Task statement: The line containing "WARNING! this function" marks the end: write out exactly every line from the first line of the data below through that line, and only those.

Available data:
▼
PR #316, opened 2023-07-09
Bug Fix

saidctb:
Do not create a `TensorFemSpace` twice when the patches are conforming.


yguclu:
Hey @saidctb thanks for this bug fix! What kind of error did you get before the fix?

tomcaruso:
> Hey @saidctb thanks for this bug fix! What kind of error did you get before the fix?

We get an AssertionError when we tried to call the mesh `multipatch/square_repeated_knots.h5` in parallel

self = <psydac.ddm.cart.CartDecomposition object at 0x7fb74fd60f70>
starts = (8, 0), ends = (3, 17), parent_starts = (None, None)
parent_ends = (None, None)

    def change_starts_ends( self, starts, ends, parent_starts,  parent_ends):
        """ Create a slice of the cart based on the new starts and ends.
        WARNING! this function should be used carefully,
        as it might generate errors if it was not used properly in the communication process.
        """
        cart = CartDecomposition(self._domain_decomposition, self._npts, self._global_starts, self._global_ends, self._pads, self._shifts)
    
>       assert self.comm is None or self.comm.size == 1
E       AssertionError

tomcaruso (approved):

PR #322, opened 2023-07-18
Invert quadrature loops

saidctb:
Invert the quadrature loop in the assembly methods of linear and bilinear forms, which means that we loop over the quadrature points before looping over the basis functions. This loop inversion is not automatic, we do it only in the case where we have a spline or NURBs mapping, or where the analytical mapping is not affine.

To deactivate the loop inversion we just set the flag here to `False`: https://github.com/pyccel/psydac/blob/1b4787f1eab756b976cf6e8627e75a0c29767f12/psydac/api/ast/fem.py#L473

- Add `lhs` property to `ComputeLogicalBasis` and delete `prefix` property from:
    - `BasisAtom`
    - `IteratorBase`
    - `LogicalBasisValue`
    - `Loop`
- Delete initialisation code from `_visit_EvalField` and `_visit_EvalMapping` and move it to the constructor of the classes `EvalField` and `EvalMapping`

When looping over the quadrature points first, the vector assembly algorithm in 1d looks like this
```python
def assemble_vector(test_basis, spans, global_x1, p, ne, nq, g_vec):

    p     :'degree of the basis functions'
    ne    : 'number of elements'
    nq    : 'number of quadrature points'
    g_vec : 'global vector'
    lvec  : 'element vector'
    
    local_x1 = zeros_like(global_x1[0,:])
    l_vec    = zeros((p+1,), dtype='float64')
    
   # element loop
    for ie in range(ne):
        local_x1[:] = global_x1[ie,:]
        span        = spans[ie]
        l_vec_v[:]  = 0.0
        
        # quadrature loop
        for iq in range(0, nq, 1):
            x1 = local_x1[iq]
           
            # basis function loop
            for ib in range(0, 1 + p, 1):
                v = test_basis[ie,ib,0,iq]
                l_vec[ib] += -4*pi**2*v*sin(2*pi*x1)

        g_vec_v[span - p:1 + p + span] += l_vec[:]
```


yguclu (commented):
Thanks for this PR, @saidctb!

I see that you have made many changes to the Psydac AST, which has the useful side effect of simplifying the parser considerably.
▲
Answer:
PR #316, opened 2023-07-09
Bug Fix

saidctb:
Do not create a `TensorFemSpace` twice when the patches are conforming.


yguclu:
Hey @saidctb thanks for this bug fix! What kind of error did you get before the fix?

tomcaruso:
> Hey @saidctb thanks for this bug fix! What kind of error did you get before the fix?

We get an AssertionError when we tried to call the mesh `multipatch/square_repeated_knots.h5` in parallel

self = <psydac.ddm.cart.CartDecomposition object at 0x7fb74fd60f70>
starts = (8, 0), ends = (3, 17), parent_starts = (None, None)
parent_ends = (None, None)

    def change_starts_ends( self, starts, ends, parent_starts,  parent_ends):
        """ Create a slice of the cart based on the new starts and ends.
        WARNING! this function should be used carefully,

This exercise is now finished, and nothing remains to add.